There’s a nice video of Sims creator Will Wright explaining the new game he’s developing, called Spore. (An edited-down version of the video, concentrating on the game play, is here. (Thanks for the lead, John!)
Very cool stuff, and I think a nice addition to the set of collateral material that gets at some of the aspects of either Croquet or Brie. A very nicely done thing to compare against
If the dominant medium of a culture defines it, what does it mean for us when TV is changing? How will it change, and how will that change us? A couple of MIT academics are discussing the former at here. Good reading, but missing the point.
Last week I described the network model we’re building for Croquet, and was asked about some security issues. I think the main security weaknesses to what I have described come from the ability to misrepresent oneself as the Introducer or as a machine responsible for a World, or to deny others access to a World or the Introducer by sending a bunch of messages to it that demand its attention. Part of the answer in both cases is to distribute the roles of Introducer and of Worlds among many machines
Today was my boss’s last day, and, ironically, my first anniversary. Julian Lombardi will be Duke’s Assistant Vice President for Academic Services and Technology Support. He’ll be responsible for the university’s IT customer service and development.
I sometimes get asked about Croquet for computing devices with lower graphics capability, such as today’s phone/PDA/iPods. I think the train of thought is that there’s so much in Croquet that could be valuable independently of the immersive 3D environment, so shouldn’t that part be available on lesser machines?
I feel it is only worthwhile to initially build Croquet – all of Croquet and only one Croquet – on machines with the best commonly available graphics capability and also on those with no visual capability whatsoever!
There were some comments to a previous entry that I thought were worth calling attention to all by themselves. The general theme of these was that of user interface and how the role of media in storytelling can inform the design of new UI paradigms. Highly appropriate for Brie.
So I’m moving those comments here. I want to keep the original page for the my attempt to define the heart of Croquet independently of UI, applications, and software distributions.
None of the previous matters if the software isn’t useful, or if we are not allowed to use the software. The former is what we’re working on, but the latter is a very complex issue. Croquet is certainly not at critical mass. It could certainly go away. However, we feel it is immune at least from licensing plays such as those that have plagued the use of proprietary systems in higher ed, or those that have fractured the Java community. As the number of users in such systems grows, attempts for controlling proprietary lock-in have been very expensive. Croquet fights this in several ways: with an open source license in which all work on Croquet itself is available to anyone; with a P2P architecture that eliminates any advantage to “controlling the servers”; and with a dynamic language that eliminates any advantage to “controlling the release.” We feel that this last will be further strengthened by upcoming work in architecture and security, to be carried out here at UW. For the general health of the community, I look forward to upcoming announcements.

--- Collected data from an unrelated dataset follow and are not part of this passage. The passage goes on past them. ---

PR #1201, opened 2024-10-26
Hyperdrive Matching Engine

jalextowle:
# Description

This PR adds a matching engine that can be used to match traders on Hyperdrive directly. Due to the way it was designed, this matching engine allows a long and short trader to trade directly with each other without needing to worry about whether or not there is enough LP provided liquidity in the pool. The system uses Morpho as a flash lender since Morpho provides zero-cost flash loans on the funds that it holds.

In order for two users to be directly matched, one needs to open a long and the other needs to open a short. Because of the way that Hyperdrive's intra-checkpoint netting system works, a long and a short that have the same size will offset each other. This is the core insight that enables direct matching to work because it means that directly matching a long against a short doesn't impact liquidity if they are sized properly. The way that the users are directly matched follows this flow:

1. The long buyer and short buyer create order intents and approve the matching engine to spend their base tokens.
2. The executor of the match calls `matchOrders` with the order intents and specifies some other configuration parameters, including the amount of liquidity to flash borrow.
3. The requested funds are flash borrowed into the matching engine.
4. The flash borrowed funds are LP'd into Hyperdrive.
5. One of the trades is executed on Hyperdrive.
6. The opposing trade is executed on Hyperdrive.
7. The liquidity is removed from Hyperdrive.
8. Any surplus base and withdrawal shares in the matching engine are sent to the fee recipient. 
9. The flash loan is repaid. 

A few simplifications were made to speed up the development process and reduce complexity:

- `asBase` must be true for both orders and for the add and remove liquidity options. This simplifies the logic and avoids having to deal with edge cases like `addLiquidity` using `asBase` as `true` and `removeLiquidity` using `asBase` as `false`. 
- ETH is not a supported deposit or withdrawal asset. 
- There are no partial fills. This logic is challenging to design for this kind of matching engine because Hyperdrive trades aren't linear. This means that chopping up an order and executing it in pieces could have very different results (and different slippage properties) than executing it in one shot.


contracts/src/interfaces/IHyperdriveMatchingEngine.sol
```diff
@@ -0,0 +1,168 @@
...
+    ///         opinionated to keep the implementation simple.
+    error InvalidSettlementAsset();
+
+    /// @notice Thrown when the signature for an order intent doesn't recover to
+    ///         the expected signer address.
+    error InvalidSignature();
+
+    /// @notice Thrown when the long and short orders don't refer to the same
+    ///         Hyperdrive instance.
+    error MismatchedHyperdrive();
```
mcclurejt, line 41: NIT: Maybe move these to the end? `IHyperdrive` isn't a great reference since it's so broken up, but a common order for interfaces I've seen elsewhere seems to be:
```
events

structs

stateful fn's

getter fn's

errors
```

contracts/src/interfaces/IHyperdriveMatchingEngine.sol
```diff
@@ -0,0 +1,168 @@
...
+
+    /// @notice Emitted when orders are cancelled
+    event OrdersCancelled(address indexed trader, bytes32[] orderHashes);
```
mcclurejt, line 44: Why the array of order hashes as opposed to `longOrderHash` and `shortOrderHash`?

contracts/src/interfaces/IHyperdriveMatchingEngine.sol
```diff
@@ -0,0 +1,168 @@
...
+    function version() external view returns (string memory);
+
+    /// @notice Get the Morpho flash loan provider.
+    /// @return The Morpho contract address.
+    function morpho() external view returns (IMorpho);
+
+    /// @notice Check if an order has been cancelled.
+    /// @param orderHash The hash of the order to check.
+    /// @return True if the order was cancelled.
+    function cancels(bytes32 orderHash) external view returns (bool);
```
mcclurejt, line 116: NIT: imo `isCanceled(..)` seems a bit more straightforward

contracts/src/interfaces/IHyperdriveMatchingEngine.sol
```diff
@@ -0,0 +1,168 @@
...
+    error InvalidSignature();
+
+    /// @notice Thrown when the long and short orders don't refer to the same
+    ///         Hyperdrive instance.
+    error MismatchedHyperdrive();
+
+    /// @notice Emitted when orders are cancelled
+    event OrdersCancelled(address indexed trader, bytes32[] orderHashes);
+
+    /// @notice Emitted when orders are matched
```
mcclurejt, line 46:
```suggestion
    /// @notice Emitted when orders are matched.
```

contracts/src/interfaces/IHyperdriveMatchingEngine.sol
```diff
@@ -0,0 +1,168 @@
...
+
+    /// @notice Thrown when the signature for an order intent doesn't recover to
+    ///         the expected signer address.
+    error InvalidSignature();
+
+    /// @notice Thrown when the long and short orders don't refer to the same
+    ///         Hyperdrive instance.
+    error MismatchedHyperdrive();
+
+    /// @notice Emitted when orders are cancelled
```
mcclurejt, line 43:
```suggestion
    /// @notice Emitted when orders are cancelled.
```

contracts/src/interfaces/IHyperdriveMatchingEngine.sol
```diff
@@ -0,0 +1,168 @@
...
+    /// @return The version string.
+    function version() external view returns (string memory);
+
+    /// @notice Get the Morpho flash loan provider.
+    /// @return The Morpho contract address.
+    function morpho() external view returns (IMorpho);
+
+    /// @notice Check if an order has been cancelled.
+    /// @param orderHash The hash of the order to check.
+    /// @return True if the order was cancelled.
```
mcclurejt, line 115: Assuming false if otherwise? What if the `orderHash` wasn't a valid `orderHash`? Still false?

contracts/src/matching/HyperdriveMatchingEngine.sol
```diff
@@ -0,0 +1,472 @@
...
+import { ECDSA } from "openzeppelin/utils/cryptography/ECDSA.sol";
+import { EIP712 } from "openzeppelin/utils/cryptography/EIP712.sol";
+import { ReentrancyGuard } from "openzeppelin/utils/ReentrancyGuard.sol";
+import { IHyperdrive } from "../interfaces/IHyperdrive.sol";
+import { IHyperdriveMatchingEngine } from "../interfaces/IHyperdriveMatchingEngine.sol";
+import { AssetId } from "../libraries/AssetId.sol";
+import { HYPERDRIVE_MATCHING_ENGINE_KIND, VERSION } from "../libraries/Constants.sol";
+import { FixedPointMath } from "../libraries/FixedPointMath.sol";
+
+// TODO: Document the simplifications that were made.
```
mcclurejt, line 17: Not sure if you meant to do this in this PR

contracts/src/matching/HyperdriveMatchingEngine.sol
```diff
@@ -0,0 +1,472 @@
...
+    using FixedPointMath for uint256;
+    using SafeERC20 for ERC20;
+
+    /// @notice The EIP712 typehash of the OrderIntent struct.
+    bytes32 public constant ORDER_INTENT_TYPEHASH =
+        keccak256(
+            "OrderIntent(address trader,address hyperdrive,uint256 amount,uint256 slippageGuard,uint256 minVaultSharePrice,Options options,uint8 orderType,uint256 expiry,bytes32 salt)"
+        );
+
+    /// @notice The EIP712 typehash of the Options struct.
```
mcclurejt, line 40:
```suggestion
    /// @notice The EIP712 typehash of the IHyperdrive.Options struct.
```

3. HOW WILL APPLICATIONS BE DEVELOPED?
(See part 1.)
It is not practical to expect users to develop applications in Squeak. There is too much to learn. But neither is it practical to expect users to develop applications in Java or ANY OTHER COMPUTER LANGUAGE. There is no way that any community of professional developers could possibly keep up with the demand that we hope for unique applications. No matter what language they used, nor even how many developers were available. There’s simply many more users — and user needs — than there are developers. As with scalability of load, we need another approach. The answer is the same: push the load to the edge of the network.
2. HOW MUCH USE CAN THE APPLICATION SUPPORT?
(See part 1.)
The architecture of Croquet is very different from that of, for example, J2EE applications. In a client-server application, one server or server “farm” must process each and every interaction initiated by the thousands or millions of users. The only thing processed on the end-user’s computer may be as little as the HTML formatting of the text and image results. Every single other computation must be handled on the big-iron servers. To double the number of users, the capacity of the servers must be doubled. It should be no surprise, then, that so much effort goes into trying to squeeze out each available computing cycle in such architectures.
When an application has state — that is, when results depend on previous results rather than simply generating static files — client-server does MUCH worse. The amount of storage required can go up much faster. In some cases the application state depends on the number of possible connections between users or between applications. The storage (and certain kinds of search-like operations) increases as the square of the number of users or applications (N^2, c.f. Metcalfe’s law). But we are particularly interested in allowing students and faculty to form their own ad-hoc groups among which to communicate and solve problems. A client-server architecture hosting such “group forming” applications would grow exponentially to the number of users (2^N, c.f. Reed’s 3rd law). With only a few users, this architecture would not work at all, no matter how (finitely) fast the servers, or what language the application is written in. (See Reed’s discussion for a surprisingly accessible treatment of value, saturation, and other issues.)